What to do: Go through the material below and copy each line where the word "opened" appears.
Start of Block
PR #315, opened 2018-03-08
Add js to the two step login sequence

walaura:
Progressive enhancement! This is using a mock url for tests while I'm waiting for the endpoint but the flow is way nicer now

2018-03-08 3_25_21 pm


public/components/two-step-signin/two-step-signin.js
```diff
@@ -0,0 +1,90 @@
...
+      resolve($new);
+    });
+    requestAnimationFrame(() => {
+      $old.classList.remove("two-step-signin__slide--visible");
+      $old.classList.add(classNames.out);
+    });
+    $new.addEventListener("animationend", () => {
+      [
+        "two-step-signin__slide--in",
+        "two-step-signin__slide--out",cont
```
jfsoul: this looks weird `cont`?

app/com/gu/identity/frontend/views/models/TwoStepSignInViewModel.scala
```diff
@@ -36,7 +36,7 @@ case class TwoStepSignInViewModel private(
   //TODO: use reverse signInWithEmail route
   actions: Map[String, String] = Map(
     "signInWithEmailAndPassword" -> routes.SigninAction.signIn().url,
-    "signInWithEmail" -> "/signin/with-email"
+    "signInWithEmail" -> "/actions/signin/with-email"
```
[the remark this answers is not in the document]
walaura: not yet because it doesn't exist! as you can see from the comment on the top it's being looked at tho

public/components/two-step-signin/two-step-signin.js
walaura: whoa. see this is one of the things #316 is gonna fix

PR #316, opened 2018-03-08
Enforce js & css linting at push time

walaura:
The build change from yesterday meant code linting wasn't being enforced anymore. This fixes it.

First of all i installed typescript (😍), the goal is to move all `.js` to `.ts` so we won't be flying blind much longer, this also gives me peace of mind dismantling the old js structure, which had a lot of boilerplate serving as type check. For now it's just there, and I'll migrate the new two step signin stuff in a separate pr.

Second of all I copied a subset of tools over from `frontend`to validate js & css code using `prettier`. This also gives us essential scaffolding to eventually put there type checks (such as push-time typescript) or any other tools. (like a more comprehensive css linter)

<div align=center>
~~<br>

<i><small>(It also introduces these annoying messages blocking pushing if anything goes wrong.)</small></i>
~~
</div>

I ran the tool on all current files so the changelog is kind of on the large side. Sorry! This is a one time thing


public/components/analytics/ga.js
```diff
@@ -53,8 +53,23 @@ function buildGoogleAnalyticsEvent(event) {
 }
 
 function loadGA() {
-  (function(i,s,o,g,r,a,m){i['GoogleAnalyticsObject']=r;i[r]=i[r]||function(){
-      (i[r].q=i[r].q||[]).push(arguments)},i[r].l=1*new Date();a=s.createElement(o),
-    m=s.getElementsByTagName(o)[0];a.async=1;a.src=g;m.parentNode.insertBefore(a,m)
-  })(window,document,'script','https://www.google-analytics.com/analytics.js','ga');
```
jfsoul: Thanks for fixing GA prettier 😆

public/components/analytics/ophan.js
```diff
@@ -3,48 +3,46 @@
...
 
 // Use curl loader as Ophan library is AMD
-import 'curl-amd/dist/curl/curl';
+import "curl-amd/dist/curl/curl";
 
-import { getActiveTestsAndResultsForOphan } from './mvt';
+import { getActiveTestsAndResultsForOphan } from "./mvt";
 
-const ophanScript = 'https://j.ophan.co.uk/ophan.ng.js';
+const ophanScript = "https://j.ophan.co.uk/ophan.ng.js";
```
jfsoul: are double quotes trendy now?

webpack.config.js
```diff
@@ -14,21 +15,26 @@ module.exports = {
   },
   module: {
     rules: [
+      {
+        test: /\.tsx?$/,
```
jfsoul: what's the typescript for?

walaura: the future! i feel a bit unsafe writing js without types

jfsoul: I'm no expert on typed js, but department seems to be going the direction of flow instead of typescript. Something to consider.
End of Block
Answer space:
PR #315, opened 2018-03-08
PR #316, opened 2018-03-08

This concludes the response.